Ando triste, apoquentado,
pois tudo já aborreci.
Só vejo a felicidade
quando olho para ti.
A quadra prende-se numa flor de papel exposta na Feira das Tradições de Viseu. Cravos e camélias enchem a banca de Lucília Rodrigues. Deslocou-se à capital de distrito para mostrar a arte da sua aldeia, Fragosela. As Flores dos Namorados, também conhecidas como Flores de Papel de Fragosela, são uma prenda com mais de 300 anos. As flores vendiam-se nas festas religiosas. Os rapazes compravam uma flor e colocavam no peito da rapariga. Ela, por seu turno, comprava e colocava no chapéu dele. Em cada flor, uma quadra. Na aldeia contam-se aos milhares os versos inspirados.
Trocavam-se então juras de amor. A troca das flores de papel servia, muitas vezes, para oficializar o romance. Lucília Rodrigues deixa o papel de seda, os arames e tesouras com que faz as flores e comenta: «aprendi com a minha sogra. Na aldeia praticamente só eu é que faço».
A arte do papel terá chegado ao nosso país no final do século XVIII, início do XIX. Os conventos parecem ter sido a origem das frágeis pétalas. Fazer flores de papel poderá ter sido um «matar as horas» para as freiras. Segundo um levantamento de informação realizado pelo Centro de Estágio de Educação Visual da Escola Preparatória de Viseu, em 1982, esta arte de moldar o papel «teve semp
re duas facetas, uma erudita e outra popular». A que parece ter perdurado mais tempo é esta última. A nossa interlocutora, com pouco mais de 30 anos, comenta que as flores continuam a ter muita saída em «festas dos santos».
Paciência é um dos requisitos para dar forma ao papel de seda, utilizado nas flores de Fragosela.

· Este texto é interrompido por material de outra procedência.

PR #2775, opened 2021-03-26
feat(liquidation-reserve-currency): add reserve currency liquidator to bots and refine smart contract

### LINKED ISSUE #2751: Ability for bots to only need to hold a single reserve currency versus  holding collateral and tokens for each EMP

chrismaree:
**Motivation**

issue #2751

**Summary**

This PR integrates the `SwapMintLiquidate` contract added in PR #2750 into the liquidator bot. Additionally, this PR modifies the original contract to consider any existing synthetics or collateral that the DSProxy might already have.

**Details**

The base of the implementation is built around a new module added to the bots: a `ProxyTransactionWrapper`. this wrapper abstracts the action of sending liquidation transactions away from the implementation thereby separating concerns between liquidation decision making and transaction sending. 

This module implements two main functions:

1. `getEffectiveSyntheticTokenBalance` which returns the balance of the DSProxy in synthetics + the total amount of synthetics the bot _could_ have, considering the collateral and reserve currencies based off a swap & mint transaction. This is used when computing WDF logic. If the bot is running in normal EOA mode then this simply returns the current synthetic balance.
2. `submitLiquidationTransaction` which sends a liquidation tx. This is either a normal EOA liquidation (as before) or is routed via the DSProxy liquidator.

The code change in this PR is pretty large. I've tried to identify key areas of interest and draw attention for the reviewer to places where the most complex/important logic is located.

**Testing**

- [X]  New unit tests created
- [ ]  Untested

**Issue(s)**

close #2751


packages/affiliates/payouts/2021-03-15_2021-03-22_0019.json
```diff
@@ -6,187 +6,45 @@
     "startTime": 1615849200000,
     "endTime": 1616454000000,
     "empWhitelist": [
-      [
```
chrismaree, line 9: unrelated the main PR. changes came due to running `yarn lint-fix`

packages/core/contracts/bot-helpers/atomic-liquidator/ReserveCurrencyLiquidator.sol
```diff
@@ -2,6 +2,7 @@ pragma solidity ^0.6.0;
 pragma experimental ABIEncoderV2;
```
chrismaree, line 2: This contract was basically re-written with a bunch more logic within it. In particular, the reserve currency liquidator now considers any existing synthetic or colalteral tokens the DSproxy might have. For example, if we manually sent the DSProxy a bunch of synthetic tokens it should use these before minting extras.

packages/core/contracts/bot-helpers/uniswap-broker/UniswapBroker.sol
```diff
@@ -24,7 +24,7 @@ contract UniswapBroker {
      * @dev True price is expressed in the ratio of token A to token B.
      * @dev The caller must approve this contract to spend whichever token is intended to be swapped.
      * @param tradingAsEOA bool to indicate if the UniswapBroker is being called by a DSProxy or an EOA.
-     * @param uniswapRouter address of the uniswap router used to facilate trades.
```
chrismaree, line 27: fixed some typos.

packages/core/test/bot-helpers/atomic-liquidator/ReserveCurrencyLiquidator.js
```diff
@@ -64,6 +64,19 @@ contract("ReserveTokenLiquidator", function(accounts) {
   const sponsor2 = accounts[2];
```
chrismaree, line 64: These tests were heavily extended to accommodate the new functionality.

packages/disputer/test/Disputer.js
```diff
@@ -73,7 +73,7 @@ const _setFundingRateAndAdvanceTime = async fundingRate => {
 
 // If the current version being executed is part of the `supportedVersions` array then return `it` to run the test.
 // Else, do nothing. Can be used exactly in place of a normal `it` to parameterize contract types and versions supported
-// for a given test.eg: versionedversionedIt([{ contractType: "any", contractVersion: "any" }])(["Perpetual-latest"])("test name", async function () { assert.isTrue(true) })
```
chrismaree, line 76: there was this common typo throughout the repo. unrelated to main PR.

packages/financial-templates-lib/src/proxy-transaction-handler/DSProxyManager.js
```diff
@@ -24,11 +24,6 @@ class DSProxyManager {
     this.dsProxyAddress = null;
 
     // Helper functions from web3.
```
chrismaree, line 26: unrelated to main code change. this utility had unused declerations.

packages/liquidator/index.js
```diff
@@ -196,9 +204,40 @@ async function run({
     const gasEstimator = new GasEstimator(logger);
     await gasEstimator.update();
 
+    const dsProxyManager = new DSProxyManager({
```
chrismaree, line 207: main change here is that we now need to instantiate the `dsProxyManager` and the `proxyTransaction` wrapper to enable. The latter is fed into the liquidator as a parameter.

packages/liquidator/index.js
```diff
@@ -337,7 +376,22 @@ async function Poll(callback) {
       startingBlock: process.env.STARTING_BLOCK_NUMBER,
       // Block number to search for events to. If set, acts to limit from where the monitor bot will search for events up
       // until. If either startingBlock or endingBlock is not sent, then the bot will search for event.
-      endingBlock: process.env.ENDING_BLOCK_NUMBER
+      endingBlock: process.env.ENDING_BLOCK_NUMBER,
+      // If enabled, the bot will funnel liquidations via a DSProxy which will be deployed on the bots behalf. This
```
chrismaree, line 380: how the DSProxy is used is configurable through envs, as per usual.

packages/liquidator/src/liquidator.js
```diff
@@ -205,7 +205,9 @@ class Liquidator {
   async liquidatePositions(maxTokensToLiquidateWei, liquidatorOverridePrice) {
     this.logger.debug({
       at: "Liquidator",
-      message: "Checking for liquidatable positions and preforming liquidations"
+      message: "Checking for liquidatable positions and preforming liquidations",
```
chrismaree, line 208: improved this log a bit by adding the params send in.

packages/liquidator/index.js
```diff
@@ -250,7 +289,7 @@ async function run({
           if (!isExpiredOrShutdown) {
             // Check for liquidatable positions and submit liquidations. Bounded by current synthetic balance and
             // considers override price if the user has specified one.
-            const currentSyntheticBalance = await syntheticToken.methods.balanceOf(accounts[0]).call();
```
chrismaree, line 253: note this change: previously the first parram fed into the `liquidatePositions` method was the current synthetic token balance of the liquidator. Now, it uses the `proxyTransactionWrapper`'s `getEffectiveSyntheticTokenBalance` method. This method considers: a) how many tokens the DSProxy already has b) how much collateral the DSProx has, and how many synths could be minted from this collateral and c) how much collateral the DSProxy has, how much collateral this could buy, and how many synthetics this could mint. i.e an "effective" balance that is available to the bot at the moment of liquidation.

packages/liquidator/src/liquidator.js
```diff
@@ -269,23 +271,22 @@ class Liquidator {
...
       const liquidationArgs = this.liquidationStrategy.processPosition({
-        // position is assumed to be undercollateralized
-        position,
-        // need to know our current balance to know how much to save for defense fund
-        syntheticTokenBalance,
-        currentBlockTime,
-        // this is required to create liquidation object
-        maxCollateralPerToken,
-        // maximum tokens we can liquidate in position
+        position, // position is assumed to be undercollateralized
```
chrismaree, line 284: styling nit. no need to use new lines here.

packages/liquidator/src/liquidator.js
```diff
@@ -310,79 +311,31 @@ class Liquidator {
...
+      this.logger.debug({
+        at: "Liquidator",
+        message: "Liquidating position",
+        position,
+        inputPrice: scaledPrice.toString(),
+        minLiquidationPrice: this.liquidationMinPrice,
+        maxLiquidationPrice: maxCollateralPerToken.toString(),
+        tokensToLiquidate: tokensToLiquidate.toString()
+      });
+      const logResult = await this.proxyTransactionWrapper.submitLiquidationTransaction(liquidationArgs);
```
chrismaree, line 323: this is the primary change to this file. previously, the `liquidator` would submit the liquidation inline here. see the code removed 👇 .

After this PR, the liquidator simply calls the `.proxyTransactionWrapper.submitLiquidationTransaction(liquidationArgs)` which handles all logic associated with the actual liquidation transaction.

packages/liquidator/src/liquidator.js
```diff
@@ -310,79 +311,31 @@ class Liquidator {
...
-        // Receipt without events
-        receipt = await ynatm.send({
-          sendTransactionFunction: gasPrice => liquidation.send({ ...txnConfig, nonce, gasPrice }),
-          minGasPrice,
-          maxGasPrice,
-          gasPriceScalingFunction,
-          delay: 60000 // Tries and doubles gasPrice every minute if tx hasn't gone through
-        });
-      } catch (error) {
+      if (logResult instanceof Error || !logResult)
```
chrismaree, line 325: log depending on the output.

packages/merkle-distributor/scripts/example.json
```diff
@@ -37,4 +37,4 @@
       "metaData": { "reason": ["Governance Votes KPI Options Round 1"] }
     }
   }
-}
```
chrismaree, line 40: change due to lint.

yarn.lock
```diff
@@ -1363,7 +1363,7 @@
   dependencies:
```
chrismaree, line 1363: not 100% sure why the diff here is so large. This simply came about after running a yarn install. Should I revert this file changes @UMAprotocol/eng ?

packages/liquidator/test/Liquidator.js
```diff
@@ -1365,8 +1395,7 @@ contract("Liquidator.js", function(accounts) {
               );
               await financialContract.setCurrentTime(nextTime);
 
-              // Liquidator only has enough balance to liquidate 1 position fully, will
-              // minimally liquidate the other
+              // Liquidator only has enough balance to liquidate 1 position fully, will minimally liquidate the other
```
chrismaree, line 1398: nit: line length can be wrapped.

packages/liquidator/test/Liquidator.js
```diff
@@ -1659,6 +1686,464 @@ contract("Liquidator.js", function(accounts) {
             }
           );
         });
+        describe("Liquidation via DSProxy", () => {
```
chrismaree, line 1689: pretty in depth tests. please let me know if there is an edge case I dont cover!

packages/liquidator/src/proxyTransactionWrapper.js
```diff
@@ -0,0 +1,288 @@
...
+        { rawValue: this.maxReserverTokenSpent }, // maxReserverTokenSpent
+        { rawValue: liquidationArgs[1].rawValue }, // minCollateralPerTokenLiquidated
+        { rawValue: liquidationArgs[2].rawValue }, // maxCollateralPerTokenLiquidated. This number need to be >= the token price.
+        { rawValue: liquidationArgs[3].rawValue }, // maxTokensToLiquidate. This is how many tokens the positions has (liquidated debt).
+        liquidationArgs[4]
+      )
+      .encodeABI();
+    const callCode = this.ReserveCurrencyLiquidator.bytecode;
+
+    const dsProxyCallReturn = await this.dsProxyManager.callFunctionOnNewlyDeployedLibrary(callCode, callData);
```
chrismaree, line 261: note that this does not use `ynatm`. a separate PR should be added to implement this gas escalation within the `dsProxyManager`. I added a tasks to track this and will work on it as soon as this is done with code review: https://github.com/UMAprotocol/protocol/issues/2788

packages/liquidator/src/proxyTransactionWrapper.js
```diff
@@ -0,0 +1,288 @@
...
+        this.web3.utils.isAddress(this.liquidatorReserveCurrencyAddress),
+        "Must provide a reserve currency address to use the proxy transaction wrapper!"
+      );
+    }
+
+    this.reserveToken = new web3.eth.Contract(getAbi("ExpandedERC20"), this.liquidatorReserveCurrencyAddress);
+    this.ReserveCurrencyLiquidator = getTruffleContract("ReserveCurrencyLiquidator", web3, "latest");
+  }
+
+  // TODO: wrap this into a common util.
```
chrismaree, line 110: This needs to be refactored. I did not put it in this PR as it is in a few other places. I added an issue to track this task here: https://github.com/UMAprotocol/protocol/issues/2789

packages/liquidator/src/liquidator.js
```diff
@@ -393,13 +346,29 @@ class Liquidator {
       message: "Checking for expired and disputed liquidations to withdraw rewards from"
     });
 
+    // In legacy versions of the EMP, withdrawing needs to be done by a party involved in the liquidation (i.e liquidator,
+    // sponsor or disputer).As the liquidator is the DSProxy, we would require the ability to send the withdrawal tx
+    // directly from the DSProxy to facilitate this.This functionality is not implemented as almost all legacy EMPs expired.
+    if (this.proxyTransactionWrapper.isUsingDsProxyToLiquidate && this.isLegacyEmpVersion) {
```
chrismaree, line 352: @UMAprotocol/eng reviewers: not this decision here. If the bot is using DSProxy and the contract is legacy then withdrawing rewards is disabled. I chose to do this to keep the overall code churn and feature addition as simple as possible, especially seeing that almost all legacy contracts have expired. If a liquidation happens on a legacy contract we can still liquidate. However, we will need to manually withdraw from the DSProxy.

packages/core/contracts/bot-helpers/atomic-liquidator/ReserveCurrencyLiquidator.sol
```diff
@@ -39,44 +42,64 @@ contract ReserveCurrencyLiquidator {
...
+        // will factor this in. If the DSProxy has more collateral than the total amount required the purchased = 0.
+        FixedPoint.Unsigned memory collateralToBePurchased =
+            subOrZero(
+                totalCollateralRequired,
+                FixedPoint.Unsigned(IERC20(fc.collateralCurrency()).balanceOf(address(this)))
+            );
+
+        // 4.a. If there is some collateral to be purchased, execute a trade on uniswap to meet the shortfall.
+        // Note the path assumes a direct route from the reserve currency to the collateral currency.
+        if (collateralToBePurchased.isGreaterThan(FixedPoint.fromUnscaledUint(0))) {
```
nicholaspai, line 79: What if `fc.collateralCurrency() == reserveCurrency`?

packages/core/contracts/bot-helpers/atomic-liquidator/ReserveCurrencyLiquidator.sol
```diff
@@ -39,44 +42,64 @@ contract ReserveCurrencyLiquidator {
         address financialContract,
         address reserveCurrency,
         address liquidatedSponsor,
-        FixedPoint.Unsigned calldata maxReserverTokenSpent,
+        FixedPoint.Unsigned calldata maxReserveTokenSpent,
         FixedPoint.Unsigned calldata minCollateralPerTokenLiquidated,
         FixedPoint.Unsigned calldata maxCollateralPerTokenLiquidated,
         FixedPoint.Unsigned calldata maxTokensToLiquidate,
         uint256 deadline
     ) public {
```
nicholaspai, line 50: I thought about reentrancy vulnerabilities here and I don't think there's any issue since this contract doesn't store any internal state, but just want to make sure you've thought about that too and perhaps you add a reentrancy guard if its a concern.

packages/liquidator/index.js
```diff
@@ -49,7 +51,8 @@ async function run({
   liquidatorConfig,
   liquidatorOverridePrice,
   startingBlock,
-  endingBlock
+  endingBlock,
+  proxyTransactionWrapperConfig
```
nicholaspai, line 55: Can you add comments about this param?

packages/liquidator/index.js
```diff
@@ -196,9 +202,37 @@ async function run({
...
+    let dsProxyManager;
+    if (proxyTransactionWrapperConfig?.isUsingDsProxyToLiquidate) {
+      dsProxyManager = new DSProxyManager({
+        logger,
+        web3,
+        gasEstimator,
+        account: accounts[0],
+        dsProxyFactoryAddress:
+          proxyTransactionWrapperConfig?.dsProxyFactoryAddress || getAddress("DSProxyFactory", networkId),
+        dsProxyFactoryAbi: getAbi("DSProxyFactory"),
```
nicholaspai, line 214: Since these two ABI's are hardcoded, I think it might be cleaner to call `getAbi()` from within the DXProxyManager. I do this with the `funding-rate-proposer/src/proposer.js` client, but I'm not strongly opionated.

packages/liquidator/index.js
```diff
@@ -196,9 +202,37 @@ async function run({
...
+        dsProxyAbi: getAbi("DSProxy")
+      });
+
+      await dsProxyManager.initializeDSProxy();
```
nicholaspai, line 218: What does this function do? Might be worth adding a comment about which side effects trigger

packages/liquidator/src/liquidator.js
```diff
@@ -269,23 +271,22 @@ class Liquidator {
 
       // Note: query the time again during each iteration to ensure the deadline is set reasonably.
       const currentBlockTime = this.financialContractClient.getLastUpdateTime();
-      const syntheticTokenBalance = this.toBN(await this.syntheticToken.methods.balanceOf(this.account).call());
+
+      // TODO: right now the `processPosition` method takes in maxTokensToLiquidateWei and syntheticTokenBalance. These
```
nicholaspai, line 275: Don't you think it could be useful to distinguish between the bot's current balance and the amount of balance its allocating to liquidate with? I.e. it allows the caller to set a limit on how many tokens to liquidate

packages/liquidator/src/proxyTransactionWrapper.js
```diff
@@ -0,0 +1,288 @@
...
+    let truffleContractCreator = truffleContract(contractJsonObject);
+    truffleContractCreator.setProvider(web3.currentProvider);
+    return truffleContractCreator;
+  }
+
+  // Get the effective synthetic token balance. If the bot is executing in normal mode (liquidations sent from an EOA)
+  // then this is simply the token balance of the unlocked account. If the liquidator is using a DSProxy to liquidate,
+  // then consider the synthetics could be minted, + any synthetics the DSProxy already has.
+  async getEffectiveSyntheticTokenBalance() {
+    const syntheticTokenBallance = await this.syntheticToken.methods.balanceOf(this.account).call();
```
nicholaspai, line 121: nit: mispelled `balance`

packages/liquidator/src/proxyTransactionWrapper.js
```diff
@@ -0,0 +1,288 @@
...
+   * */
+  constructor({
+    web3,
+    financialContract,
+    gasEstimator,
+    syntheticToken,
+    collateralToken,
+    account,
+    dsProxyManager = undefined,
+    isUsingDsProxyToLiquidate = false,
```
nicholaspai, line 38: Maybe i'm trying to over-refactor, but why can't we remove the `isUsingDsProxyToLiquidate` config boolean, and just check if `dsProxyManager == undefined`? It seems below on lines 94, 122,  and 182 that you are checking the former but I feel like you can also just check for `!dsProxymanager`

packages/liquidator/src/proxyTransactionWrapper.js
```diff
@@ -0,0 +1,288 @@
...
+
+  // Main entry point for submitting a liquidation. If the bot is not using a DSProxy then simply send a normal EOA tx.
+  // If the bot is using a DSProxy then route the tx via it.
+  async submitLiquidationTransaction(liquidationArgs) {
+    // If the liquidator is not using a DSProxy, use the old method of liquidating
+    if (!this.isUsingDsProxyToLiquidate) return await this._executeLiquidationWithoutDsProxy(liquidationArgs);
+    else return await this._executeLiquidationWithDsProxy(liquidationArgs);
+  }
+
+  async _executeLiquidationWithoutDsProxy(liquidationArgs) {
```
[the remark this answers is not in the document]
nicholaspai: Maybe this isn't the PR to do this but we should probably refactor the `ynatm` retry logic into `common/src/ContractUtils.js:runTransaction()`, which currently manages transactions for the `funding-rate-proposer` and `optimistic-oracle-proposer`. This would remove the `estimateGas-send` code below.

packages/liquidator/src/proxyTransactionWrapper.js
nicholaspai: Can we refactor some of this into a generalized function in  `common/src/ContractUtils`?

nicholaspai (commented):
Tons of good code good job, left some comments for my first pass. Once you address I'll go through again.

packages/liquidator/src/proxyTransactionWrapper.js
chrismaree: yup! I will change the `dsProxyManager` to use this. 

However, it looks like your use of the `runTransaction` in the proposer does not use ynatm either. we should ideally modify the run transaction to use this so we consistently bump gas all over the place.

packages/liquidator/src/liquidator.js
chrismaree: @nicholaspai I think it's fine as there are basically no contracts running on the legacy version.

@mrice32 yup! we would need a very simple script to do this. I added a simple smart contract to this PR that we could use, if the need arises. it implements the correct interface for this contract version:

```
pragma solidity ^0.6.0;
pragma experimental ABIEncoderV2;

import "../../common/implementation/FixedPoint.sol";

// Simple contract used to withdraw liquidations using a DSProxy from legacy contracts (1.2.2 and below).
contract LiquidationWithdrawer {
    function withdrawLiquidation(
        address financialContractAddress,
        uint256 liquidationId,
        address sponsor
    ) public returns (IFinancialContract.RewardsData memory) {
        return IFinancialContract(financialContractAddress).withdrawLiquidation(liquidationId, sponsor);
    }
}

interface IFinancialContract {
    function withdrawLiquidation(uint256 liquidationId, address sponsor)
        external
        returns (FixedPoint.Unsigned memory amountWithdrawn);
}
```

packages/core/contracts/bot-helpers/atomic-liquidator/ReserveCurrencyLiquidator.sol
```diff
@@ -39,44 +42,64 @@ contract ReserveCurrencyLiquidator {
...
+            subOrZero(maxTokensToLiquidate, FixedPoint.Unsigned(IERC20(fc.tokenCurrency()).balanceOf(address(this))));
 
-        // 4. Mint synthetics with collateral. Note we are minting at the GCR and minting the exact number liquidated.
-        TransferHelper.safeApprove(fc.collateralCurrency(), address(fc), totalCollateralNeeded.rawValue);
-        fc.create(collateralToMintAtGcr, maxTokensToLiquidate);
-
-        // 5. Liquidate position with newly minted synthetics.
+        // 2. Calculate how much collateral is needed to make up the token shortfall from minting new synthetics.
+        FixedPoint.Unsigned memory gcr = fc.pfc().div(fc.totalTokensOutstanding());
+        FixedPoint.Unsigned memory collateralToMintShortfall = tokenShortfall.mul(gcr);
```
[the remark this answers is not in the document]
chrismaree: this is a great point @nicholaspai! I dont think there is any risk to change this to divCeil other than there might be a bit of dust left over in the contract. this is a strictly better state than the contract having a shortfall of synthetics.

packages/core/contracts/bot-helpers/atomic-liquidator/ReserveCurrencyLiquidator.sol
chrismaree: This is a great question. I'm going to write some unit tests to verify this but my understanding is that the trade will just not happen. might be better to have some branching logic

chrismaree: I added a test which validates this. Simply no trade happens and everything else continues on as it was before. no additional branching is needed; the `swapTokenForExactTokens` simply does nothing and returns :)

packages/core/contracts/bot-helpers/atomic-liquidator/ReserveCurrencyLiquidator.sol
chrismaree: ye, not too worried about it. this contract is called from a DSProxy and so the context of state is the DSProxy storage. This contract should never hold funds either.

packages/liquidator/index.js
chrismaree: Ideally I dont want to modify the `DSProxyManager` in this PR though as I feel that'll be covering too much. I'll do it in a follow up PR where I refactor the `DSProxyManager` to use the `runTransaction`.

packages/liquidator/index.js
chrismaree: it will load in an existing DSProxy for the account EOA if one already exists or create a new one for the user. I added a comment

packages/liquidator/src/liquidator.js
chrismaree: ye, this is something I spent quite a lot of time thinking about. Previously, this parameter was simply the bots token balance. Within the `liquidatePositions` method it also read in the current token balance. Then, the WDF logic took in two parameters that were _the same_.

What I did here is implement this to be the _same_ as the previous implementation with the goal of not modifying key logic that we know to work within the WDF. In a separate PR we should refactor this. There were a few other things in how the WDF is called and the data it returns that I'd also like to change.

I felt it best to mimic the current logic as much as posible and leave these changes for later. do you agree?

packages/liquidator/src/proxyTransactionWrapper.js
chrismaree: you could do that. the reason I did it like this is that I want the user to explicitly define a `useDsProxyToLiquidate=true` within the `DSPROXY_CONFIG` and by doing it like this I can simply pass down the `proxyTransactionWrapperConfig` into the wrapper. if I modified it the way you described I'd need to destruct the config within the index and do some logic on it rather than just passing it around>

packages/core/contracts/bot-helpers/atomic-liquidator/ReserveCurrencyLiquidator.sol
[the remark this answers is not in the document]
chrismaree: good point. done!

packages/liquidator/src/proxyTransactionWrapper.js
```diff
@@ -0,0 +1,288 @@
...
+  createContractObjectFromJson(contractJsonObject) {
+    let truffleContractCreator = truffleContract(contractJsonObject);
+    truffleContractCreator.setProvider(web3.currentProvider);
+    return truffleContractCreator;
+  }
+
+  // Get the effective synthetic token balance. If the bot is executing in normal mode (liquidations sent from an EOA)
+  // then this is simply the token balance of the unlocked account. If the liquidator is using a DSProxy to liquidate,
+  // then consider the synthetics could be minted, + any synthetics the DSProxy already has.
+  async getEffectiveSyntheticTokenBalance() {
```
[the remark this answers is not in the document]
chrismaree: great point and a good refactor. it would be posible to return say the "effective" balance from the smart contract and then call this as a view function. However, this contract is already at the limit of size and any extra returns cause it to bow over the limit :(

For now I think its ok to leave like this, if you ok with that?

packages/liquidator/src/liquidator.js
nicholaspai: Is this tested?

packages/core/contracts/bot-helpers/atomic-liquidator/ReserveCurrencyLiquidator.sol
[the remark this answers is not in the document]
nicholaspai: Agreed

packages/liquidator/src/liquidator.js
nicholaspai: Yes agreed, minimize churn for this PR.

packages/liquidator/src/proxyTransactionWrapper.js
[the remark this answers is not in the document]
nicholaspai: I'll work on this in a spearate PR

packages/liquidator/src/proxyTransactionWrapper.js
nicholaspai: I'm going to work on this in another PR

nicholaspai (commented):
Thanks for reviewing my comments, my only large comment remaining is to add tests to the LiquidationWithdrawer.sol contract

packages/liquidator/src/proxyTransactionWrapper.js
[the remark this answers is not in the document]
mrice32: Yeah, that's cool with me. Are you saying the library smart contract is at the bytecode limit? That's kinda hard to believe....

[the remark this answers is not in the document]
chrismaree: it hits a stack too deep error with any additional state vars or any return types.

mrice32 (approved):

Lucília acredita que a falta de paciência é um dos motivos que afasta os jovens desta arte ancestral. «Para se fazer isto temos de ter muita paciência e gosto. Quem tiver gosto aprende”, comenta, enquanto dobra meticulosamente um pedaço de papel. Com a tesoura dá cortes que parecem aleatórios. Desdobra. Do papel sem forma nasce um cravo. Coloca de parte, junto aos que durante toda a manhã foi produzindo.
As vendas são poucas. Vende-se, uma flor aqui, outra ali. Normalmente, acumulam-se à espera de encomendas para algumas festas. «Além das festividades dos santos, há a câmara que faz grandes encomendas», conclui Lucília, voltando novamente atenção para a cola, tesouras e papéis.